BRIEF
Your answer should consist of every line in the records that holds "struct".

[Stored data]

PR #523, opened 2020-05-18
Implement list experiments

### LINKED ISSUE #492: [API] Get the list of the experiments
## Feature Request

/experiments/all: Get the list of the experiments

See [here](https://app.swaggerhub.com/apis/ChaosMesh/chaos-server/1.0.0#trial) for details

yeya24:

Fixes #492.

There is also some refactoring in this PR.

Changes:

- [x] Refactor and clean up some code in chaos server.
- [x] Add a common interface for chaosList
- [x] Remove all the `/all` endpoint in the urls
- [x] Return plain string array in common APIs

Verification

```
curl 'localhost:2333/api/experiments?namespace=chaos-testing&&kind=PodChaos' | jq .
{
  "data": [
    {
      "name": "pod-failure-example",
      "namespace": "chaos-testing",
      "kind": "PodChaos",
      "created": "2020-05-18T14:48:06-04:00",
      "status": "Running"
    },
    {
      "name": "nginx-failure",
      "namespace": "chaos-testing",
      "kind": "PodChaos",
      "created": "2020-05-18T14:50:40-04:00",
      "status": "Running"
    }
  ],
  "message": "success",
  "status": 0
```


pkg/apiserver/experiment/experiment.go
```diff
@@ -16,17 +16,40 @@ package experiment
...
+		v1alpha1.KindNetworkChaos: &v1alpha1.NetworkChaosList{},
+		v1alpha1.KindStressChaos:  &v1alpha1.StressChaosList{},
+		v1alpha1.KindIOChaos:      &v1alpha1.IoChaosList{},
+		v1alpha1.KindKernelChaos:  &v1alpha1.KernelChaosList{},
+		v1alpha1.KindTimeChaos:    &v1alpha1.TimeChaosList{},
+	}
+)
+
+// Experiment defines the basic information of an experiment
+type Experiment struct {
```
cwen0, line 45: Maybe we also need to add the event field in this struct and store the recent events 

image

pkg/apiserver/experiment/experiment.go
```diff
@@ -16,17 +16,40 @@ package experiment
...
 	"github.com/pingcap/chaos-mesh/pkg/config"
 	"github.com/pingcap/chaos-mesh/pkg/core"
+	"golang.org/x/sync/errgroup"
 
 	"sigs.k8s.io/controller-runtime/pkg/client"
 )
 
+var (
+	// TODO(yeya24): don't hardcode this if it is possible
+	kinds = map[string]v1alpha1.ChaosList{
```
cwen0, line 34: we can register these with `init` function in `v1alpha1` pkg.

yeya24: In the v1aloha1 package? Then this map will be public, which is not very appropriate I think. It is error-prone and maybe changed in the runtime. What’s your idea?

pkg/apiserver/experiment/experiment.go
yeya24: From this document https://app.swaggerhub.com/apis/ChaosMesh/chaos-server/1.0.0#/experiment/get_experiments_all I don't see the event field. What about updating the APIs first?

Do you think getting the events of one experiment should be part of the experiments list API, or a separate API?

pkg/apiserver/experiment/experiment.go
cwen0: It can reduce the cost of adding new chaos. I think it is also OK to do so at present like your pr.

---

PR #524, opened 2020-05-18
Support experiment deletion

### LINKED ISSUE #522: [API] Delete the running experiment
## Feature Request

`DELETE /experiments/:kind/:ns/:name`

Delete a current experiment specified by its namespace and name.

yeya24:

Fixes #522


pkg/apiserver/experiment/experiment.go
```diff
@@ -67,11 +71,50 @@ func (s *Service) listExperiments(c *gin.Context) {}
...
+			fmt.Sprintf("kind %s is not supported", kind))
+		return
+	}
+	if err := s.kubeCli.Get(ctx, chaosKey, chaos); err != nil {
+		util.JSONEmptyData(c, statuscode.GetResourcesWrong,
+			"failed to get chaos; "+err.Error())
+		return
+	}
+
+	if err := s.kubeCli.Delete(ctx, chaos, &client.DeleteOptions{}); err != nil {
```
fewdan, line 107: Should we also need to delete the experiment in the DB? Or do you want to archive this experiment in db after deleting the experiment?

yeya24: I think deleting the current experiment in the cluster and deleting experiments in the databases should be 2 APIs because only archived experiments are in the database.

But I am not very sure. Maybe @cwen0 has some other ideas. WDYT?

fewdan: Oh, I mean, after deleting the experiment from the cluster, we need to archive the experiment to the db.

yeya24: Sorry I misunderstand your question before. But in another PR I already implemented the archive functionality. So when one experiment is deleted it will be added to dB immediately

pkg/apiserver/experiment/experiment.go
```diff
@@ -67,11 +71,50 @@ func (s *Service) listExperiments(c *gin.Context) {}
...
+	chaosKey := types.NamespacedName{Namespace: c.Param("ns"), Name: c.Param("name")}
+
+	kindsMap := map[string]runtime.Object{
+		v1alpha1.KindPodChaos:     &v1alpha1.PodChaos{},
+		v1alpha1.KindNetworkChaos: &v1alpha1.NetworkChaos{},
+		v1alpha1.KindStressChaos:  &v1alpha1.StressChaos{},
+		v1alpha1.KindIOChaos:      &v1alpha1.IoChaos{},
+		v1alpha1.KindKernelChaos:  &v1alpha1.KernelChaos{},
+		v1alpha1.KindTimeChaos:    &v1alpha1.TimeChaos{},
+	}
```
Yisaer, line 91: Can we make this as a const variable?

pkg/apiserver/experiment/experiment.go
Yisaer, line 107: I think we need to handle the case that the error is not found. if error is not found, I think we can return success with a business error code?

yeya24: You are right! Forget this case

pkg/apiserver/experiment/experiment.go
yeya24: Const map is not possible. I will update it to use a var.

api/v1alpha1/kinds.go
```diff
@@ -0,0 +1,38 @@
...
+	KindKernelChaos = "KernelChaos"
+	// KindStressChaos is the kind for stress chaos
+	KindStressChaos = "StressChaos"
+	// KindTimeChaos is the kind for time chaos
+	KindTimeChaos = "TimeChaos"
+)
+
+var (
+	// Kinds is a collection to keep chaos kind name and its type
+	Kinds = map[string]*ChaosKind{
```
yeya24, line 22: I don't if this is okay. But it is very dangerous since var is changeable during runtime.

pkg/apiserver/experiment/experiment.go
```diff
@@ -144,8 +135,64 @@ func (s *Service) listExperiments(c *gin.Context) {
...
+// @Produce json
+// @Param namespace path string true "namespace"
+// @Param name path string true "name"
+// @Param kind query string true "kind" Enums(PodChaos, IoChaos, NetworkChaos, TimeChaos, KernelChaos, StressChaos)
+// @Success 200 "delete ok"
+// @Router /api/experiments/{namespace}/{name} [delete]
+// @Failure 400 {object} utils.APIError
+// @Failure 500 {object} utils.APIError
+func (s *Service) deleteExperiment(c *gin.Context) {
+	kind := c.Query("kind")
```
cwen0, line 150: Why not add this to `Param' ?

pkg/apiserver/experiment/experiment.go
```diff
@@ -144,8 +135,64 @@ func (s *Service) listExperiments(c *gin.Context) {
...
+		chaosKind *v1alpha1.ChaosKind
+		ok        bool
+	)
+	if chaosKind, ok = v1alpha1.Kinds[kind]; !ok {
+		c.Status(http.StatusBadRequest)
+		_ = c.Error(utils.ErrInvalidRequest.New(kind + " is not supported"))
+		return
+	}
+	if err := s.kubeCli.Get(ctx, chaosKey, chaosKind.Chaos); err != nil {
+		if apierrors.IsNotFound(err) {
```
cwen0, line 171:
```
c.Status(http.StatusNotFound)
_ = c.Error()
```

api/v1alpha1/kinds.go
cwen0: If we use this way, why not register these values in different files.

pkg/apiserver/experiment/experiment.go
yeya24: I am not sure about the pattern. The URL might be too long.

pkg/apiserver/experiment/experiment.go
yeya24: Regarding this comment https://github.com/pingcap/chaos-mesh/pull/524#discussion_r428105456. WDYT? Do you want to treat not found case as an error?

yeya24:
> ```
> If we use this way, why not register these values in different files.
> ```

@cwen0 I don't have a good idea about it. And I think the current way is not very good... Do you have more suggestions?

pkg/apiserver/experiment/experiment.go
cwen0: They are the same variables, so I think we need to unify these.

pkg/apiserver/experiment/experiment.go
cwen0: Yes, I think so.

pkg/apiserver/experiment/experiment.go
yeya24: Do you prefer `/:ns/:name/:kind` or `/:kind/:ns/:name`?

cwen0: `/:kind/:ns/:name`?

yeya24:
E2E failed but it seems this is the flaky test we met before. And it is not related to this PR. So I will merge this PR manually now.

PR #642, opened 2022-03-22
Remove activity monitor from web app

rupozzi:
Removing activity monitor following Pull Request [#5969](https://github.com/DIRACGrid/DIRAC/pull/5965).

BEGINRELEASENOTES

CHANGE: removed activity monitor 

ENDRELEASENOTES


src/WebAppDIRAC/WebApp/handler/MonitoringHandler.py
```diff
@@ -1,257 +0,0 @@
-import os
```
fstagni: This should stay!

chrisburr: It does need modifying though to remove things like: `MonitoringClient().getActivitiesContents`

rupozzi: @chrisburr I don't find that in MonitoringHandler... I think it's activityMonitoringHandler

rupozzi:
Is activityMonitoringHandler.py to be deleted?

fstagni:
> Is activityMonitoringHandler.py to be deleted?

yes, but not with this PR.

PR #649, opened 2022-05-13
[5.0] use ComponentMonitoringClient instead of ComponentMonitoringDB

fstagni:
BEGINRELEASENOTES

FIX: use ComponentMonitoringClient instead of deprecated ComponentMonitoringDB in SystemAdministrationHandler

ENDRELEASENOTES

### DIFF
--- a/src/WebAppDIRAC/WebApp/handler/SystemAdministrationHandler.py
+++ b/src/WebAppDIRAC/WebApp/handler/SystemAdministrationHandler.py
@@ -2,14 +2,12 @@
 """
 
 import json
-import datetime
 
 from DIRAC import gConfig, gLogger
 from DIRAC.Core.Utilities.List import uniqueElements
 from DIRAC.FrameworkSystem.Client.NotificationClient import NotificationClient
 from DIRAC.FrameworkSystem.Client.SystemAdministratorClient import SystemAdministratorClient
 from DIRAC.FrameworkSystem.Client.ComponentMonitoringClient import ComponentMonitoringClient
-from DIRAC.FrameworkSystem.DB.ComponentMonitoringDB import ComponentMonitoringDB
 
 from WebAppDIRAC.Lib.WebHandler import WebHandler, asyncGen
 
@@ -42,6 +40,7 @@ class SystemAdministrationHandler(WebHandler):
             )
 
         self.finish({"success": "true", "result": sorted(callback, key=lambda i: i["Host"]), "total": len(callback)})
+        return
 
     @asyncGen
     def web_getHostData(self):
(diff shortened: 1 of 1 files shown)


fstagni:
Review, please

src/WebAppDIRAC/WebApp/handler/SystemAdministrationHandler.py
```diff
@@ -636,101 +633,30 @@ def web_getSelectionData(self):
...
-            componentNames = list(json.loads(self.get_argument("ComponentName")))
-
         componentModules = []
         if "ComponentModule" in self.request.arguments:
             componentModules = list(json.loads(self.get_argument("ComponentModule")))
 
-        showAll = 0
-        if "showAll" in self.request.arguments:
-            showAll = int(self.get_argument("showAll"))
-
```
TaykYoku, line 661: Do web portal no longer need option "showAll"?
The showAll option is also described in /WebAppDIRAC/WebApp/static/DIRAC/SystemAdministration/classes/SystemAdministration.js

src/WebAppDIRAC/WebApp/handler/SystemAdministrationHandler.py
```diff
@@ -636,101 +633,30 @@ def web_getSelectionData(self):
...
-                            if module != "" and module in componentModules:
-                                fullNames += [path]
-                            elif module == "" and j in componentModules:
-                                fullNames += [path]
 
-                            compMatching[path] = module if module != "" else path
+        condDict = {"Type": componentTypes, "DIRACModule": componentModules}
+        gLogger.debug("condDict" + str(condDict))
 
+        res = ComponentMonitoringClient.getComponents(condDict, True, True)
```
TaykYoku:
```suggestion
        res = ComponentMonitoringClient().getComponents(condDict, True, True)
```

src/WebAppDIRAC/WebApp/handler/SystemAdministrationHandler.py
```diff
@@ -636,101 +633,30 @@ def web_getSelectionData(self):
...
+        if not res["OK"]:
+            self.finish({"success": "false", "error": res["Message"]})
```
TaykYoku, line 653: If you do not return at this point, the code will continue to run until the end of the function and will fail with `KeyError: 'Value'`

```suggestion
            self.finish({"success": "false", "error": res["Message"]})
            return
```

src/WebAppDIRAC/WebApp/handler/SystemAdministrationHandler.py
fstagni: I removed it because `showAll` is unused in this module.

ANSWER TO THIS TASK
+type Experiment struct {
cwen0, line 45: Maybe we also need to add the event field in this struct and store the recent events 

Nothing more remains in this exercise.